(Recorded data)
PR #5502, opened 2025-08-27
Fix dark mode button for featured offering + localized header

facumenzella:
### Motivation
1. We've noticed the dark mode featured button is not legible
2. The localized header of the empty state is not working
3. Follow-up of https://github.com/RevenueCat/purchases-ios/pull/5500 for `SubscriptionDetailView`

| Header | Header |
|--------|--------|
| Simulator Screenshot - iPhone 16 Pro Max - 2025-08-27 at 10 25 26 | Simulator Screenshot - iPhone 16 Pro Max - 2025-08-27 at 10 25 30 |

### Description
1. Set specific color for dark mode
2. Use screen title + subtitle if present

### On my mind
There's a weird state in `RelevantPurchasesListView`. We're showing the empty state header if there are no purchases, but that state should not happen. 
What do you think?

### DIFF
--- a/RevenueCatUI/CustomerCenter/Views/SubscriptionDetailView.swift
+++ b/RevenueCatUI/CustomerCenter/Views/SubscriptionDetailView.swift
@@ -194,18 +194,7 @@ struct SubscriptionDetailView: View {
                         .animation(.easeInOut(duration: 0.3), value: viewModel.isRefreshing)
                 }
 
-                if let purchaseInformation = self.viewModel.purchaseInformation {
-                    PurchaseInformationCardView(
-                        purchaseInformation: purchaseInformation,
-                        localization: localization,
-                        accessibilityIdentifier: "0",
-                        refundStatus: viewModel.refundRequestStatus,
-                        showChevron: false
-                    )
-                    .cornerRadius(10)
-                    .padding(.horizontal)
-                    .padding(.vertical, 32)
-                } else {
+                if !customerInfoViewModel.hasAnyPurchases {
                     NoSubscriptionsCardView(
                         screenOffering: viewModel.screen.offering,
                         screen: viewModel.screen,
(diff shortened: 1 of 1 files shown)


vegaro:
> There's a weird state in RelevantPurchasesListView. We're showing the empty state header if there are no purchases, but that state should not happen.

What state @facumenzella ?

RevenueCatUI/CustomerCenter/Views/NoSubscriptionsCardView.swift
```diff
@@ -50,12 +50,13 @@ struct NoSubscriptionsCardView: View {
 
     init(
         screenOffering: CustomerCenterConfigData.ScreenOffering?,
+        screen: CustomerCenterConfigData.Screen?,
```
vegaro, line 53: How can this be null? Maybe we should force a non-null here to simplify the code

RevenueCatUI/CustomerCenter/Views/NoSubscriptionsCardView.swift
```diff
@@ -127,6 +128,11 @@ private struct BuySubscriptionButtonStyle: ButtonStyle {
 
     func makeBody(configuration: ButtonStyleConfiguration) -> some View {
         configuration.label
+            .foregroundStyle(
+                Color(colorScheme == .light
+                                  ? UIColor.systemBackground
+                                  : UIColor.secondarySystemBackground)
```
vegaro, line 134: Should this depend on the configured color?

RevenueCatUI/CustomerCenter/Views/NoSubscriptionsCardView.swift
facumenzella: It can be null in the fallback screen, when there are no screen available 🤔

RevenueCatUI/CustomerCenter/Views/NoSubscriptionsCardView.swift
facumenzella: Actually, that might make more sense

facumenzella: I've re-tested this, and I think the current solution makes more sense.
The text color is not editable in the dashboard, so makes sense to match the background of the container (having a clear color effect)

vegaro (approved):

PR #5509, opened 2025-08-29
Added the 'deepLinkID' property to PaywallComponentsData

rickvdl:
### Checklist

### Motivation

The  ~`id`~ `deepLinkID` of the paywall is needed in order to use universal links to link to the right paywall preview in the RC mobile app.

### Description

Implements the ~`id`~ `deepLinkID` property on the `PaywallComponentsData` type

### DIFF
--- a/Sources/Networking/Responses/RevenueCatUI/PaywallComponentsData.swift
+++ b/Sources/Networking/Responses/RevenueCatUI/PaywallComponentsData.swift
@@ -104,7 +104,7 @@ public struct PaywallComponentsData: Codable, Equatable, Sendable {
         case defaultLocale
         case assetBaseURL = "assetBaseUrl"
         case _revision = "revision"
-        case deepLinkID = "deep_link_id"
+        case deepLinkID = "deepLinkId"
     }
 
     public init(templateName: String,
--- a/Sources/Networking/Responses/RevenueCatUI/PaywallComponentsData.swift
+++ b/Sources/Networking/Responses/RevenueCatUI/PaywallComponentsData.swift
@@ -88,6 +88,10 @@ public struct PaywallComponentsData: Codable, Equatable, Sendable {
     public var componentsLocalizations: [PaywallComponent.LocaleID: PaywallComponent.LocalizationDictionary]
     public var defaultLocale: String
 
+    // The ID used for deeplinking
+    @_spi(Internal)
+    public let deepLinkID: String
+
     @DefaultDecodable.Zero
     internal private(set) var _revision: Int = 0
 
@@ -100,6 +104,7 @@ public struct PaywallComponentsData: Codable, Equatable, Sendable {
         case defaultLocale
         case assetBaseURL = "assetBaseUrl"
         case _revision = "revision"
+        case deepLinkID = "deep_link_id"
     }
 
     public init(templateName: String,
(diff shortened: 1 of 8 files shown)


Sources/Networking/Responses/RevenueCatUI/PaywallComponentsData.swift
```diff
@@ -73,6 +73,9 @@ public struct PaywallComponentsData: Codable, Equatable, Sendable {
         }
     }
 
+    // The unique id for this paywall
+    public let id: String
```
aboedo: for most of our entities we go with the longer `identifier` - see [Offering](https://github.com/RevenueCat/purchases-ios/blob/main/Sources/Purchasing/Offering.swift#L55) as an example. I'd recommend renaming for consistency

aboedo: we don't need to rename the internal stuff, but at least the public-facing property is good to keep consistent

aboedo (changes requested):
looking good but I left a comment about naming

Sources/Networking/Responses/RevenueCatUI/PaywallComponentsData.swift
rickvdl: Good one, agree!

joshdholtz: @aboedo This one I actually did have in mind that it is going to be an `id` and not an `identifier` 😅 

This is the `rc_public_id` which is pretty different than an offerings 'identifier` (user defined and mutable). Since its a completely different value and usage, I would still suggest this be `id` and not `identifier` but... happy to be overwritten 😇

joshdholtz (changes requested):
Not _really_ requesting changes but I want to have a full approval of using `id` vs `identifier` here 😇 

Offering's actually have an `identifier` where this is a paywall's `rc_public_id` which, IMO, is more of an `id` 🤷‍♂️ 

cc: @aboedo

Sources/Networking/Responses/RevenueCatUI/PaywallComponentsData.swift
```diff
@@ -73,6 +73,9 @@ public struct PaywallComponentsData: Codable, Equatable, Sendable {
         }
     }
 
+    // The unique identifier for this paywall
+    public let identifier: String
```
joshdholtz: @rickvdl Chatted with @aboedo during our 1:1 and we decided to call this... `deep_link_id` and we will `@_spi(Internal)` it 😊

Sources/Networking/Responses/RevenueCatUI/PaywallComponentsData.swift
```diff
@@ -88,6 +88,10 @@ public struct PaywallComponentsData: Codable, Equatable, Sendable {
     public var componentsLocalizations: [PaywallComponent.LocaleID: PaywallComponent.LocalizationDictionary]
     public var defaultLocale: String
 
+    // The ID used for deeplinking
+    @_spi(Internal)
```
tonidero, line 92: Hmm in android, the whole class is "@_spi", though I guess changing that now is a breaking change, so this might be the best compromise.

Sources/Networking/Responses/RevenueCatUI/PaywallComponentsData.swift
```diff
@@ -174,6 +182,13 @@ extension PaywallComponentsData {
             _revision = 0
         }
 
+        do {
+            deepLinkID = try container.decode(String.self, forKey: .deepLinkID)
+        } catch {
+            errors["deep_link_id"] = .init(error)
```
tonidero, line 188: [Not related to this PR!]
It's interesting how these errors are structured as a map. In android, I think these are a list. But I think this works as well 🤷

tonidero (approved):
Looking good to me!

rickvdl:
This PR is no longer necessary since the RC mobile app has been refactored to use a different API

■ **TASK ITEM**
Lines in the data that hold "state" are to be counted, and the number alone reported.

■ **ANSWER BOX**
4